··· Working data
PR #701, opened 2022-08-02
fix: errors when reinitializing SB with wrong metamask network id

dawidgil:
https://energyweb.atlassian.net/browse/SWTCH-1379
Fix works like this:
1. When app detects metamask with wrong chainId but will try to reinitialize with wrong chainId, then popup with logout button will be displayed.
2. When metamask is not present, then it's doing nothing.
3. when chain id is wrong, but it will not try to reinitialize with metamask (for example user was using mobile connect), then nothing is doing.

### DIFF
--- a/src/app/shared/services/login/login.service.ts
+++ b/src/app/shared/services/login/login.service.ts
@@ -206,7 +206,7 @@ export class LoginService {
   public wrongNetwork() {
     if (this.isSessionActive()) {
       this.openSwal(
-        { title: 'Ops!', text: "You're using wrong network" },
+        { title: 'Oops!', text: "You're using the wrong network" },
         false
       );
     }
@@ -218,6 +218,7 @@ export class LoginService {
         icon: 'error',
         button: 'Proceed',
         closeOnClickOutside: false,
+        closeOnEsc: false,
         ...config,
       })
     )
@@ -235,7 +236,7 @@ export class LoginService {
       this.loadingService.hide();
       this.openSwal(
         {
-          title: 'Ops!',
+          title: 'Oops!',
           text: 'Something went wrong :(',
         },
         true
--- a/src/app/shared/services/login/login.service.ts
+++ b/src/app/shared/services/login/login.service.ts
@@ -11,8 +11,19 @@ import {
 import SWAL from 'sweetalert';
 import { from, Observable, of } from 'rxjs';
 import { IamListenerService } from '../iam-listener/iam-listener.service';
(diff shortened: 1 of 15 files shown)


src/app/shared/services/login/login.service.ts
```diff
@@ -199,6 +203,15 @@ export class LoginService {
     }
   }
 
+  public wrongNetwork() {
+    if (this.isSessionActive()) {
+      this.openSwal(
+        { title: 'Ops!', text: "You're using wrong network" },
```
whitneypurdum, line 209: "Oops!" (extra o). "You are using the wrong network" (add 'the')

whitneypurdum: Should we maybe specify "MetaMask network"?

src/app/state/auth/auth.selectors.spec.ts
```diff
@@ -24,7 +24,7 @@ describe('Auth Selectors', () => {
     it('should return false when metamaskChainId is set to Volta chain', () => {
       expect(
         authSelectors.isMetamaskDisabled.projector({
-          metamask: { chainId: '0x12047' },
+          metamask: { chainId: 73799 },
```
whitneypurdum, line 27: Do we want to move Ids to enum or variable or config file or something?

src/app/shared/services/login/login.service.ts
dawidgil: I can check for adding a button to import/switch to correct metamask configuration. But don't know if SWAL lib allows me to do it.

src/app/state/auth/auth.selectors.spec.ts
dawidgil: This might be a good idea to create something. I will think about it, what will be the best here :) 
Is there something you prefer?

whitneypurdum: No, whatever you think is best! A config file maybe that depends on env? As I think chain ID is dependent on that?

dawidgil: I created an object for storing EWC and Volta chain ids, reused in all places that i was able to find.

src/app/shared/services/login/login.service.ts
dawidgil: I was able to add it. However I will improve it by creating AlertService (wrapper for swal). This way will be easier to test functions that uses Swal. To be honest, i do not know how to mock swal 😅

whitneypurdum (approved):

PR #705, opened 2022-08-03
fix(exp): do not show 'Publish' button for expired claims

whitneypurdum:
- create getter (canPublishClaim) to determine if "Publish" button should be shown for pending claims on My Enrolments tab
- Add unit tests for isExpired and canPublishClaim getter


dawidgil (approved):
Looks good, thanks!

PR #706, opened 2022-08-03
fix(exp): use undefined vs null if no expirationTimestamp

whitneypurdum:
- ICL is expecting undefined or number for expirationTimestamp. In keeping with the expected types, just changing this to undefined from 'null' if no value.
······
→ **Exercise prompt**
State how many lines of the listing include "public", and nothing more.

→ **Result below**
2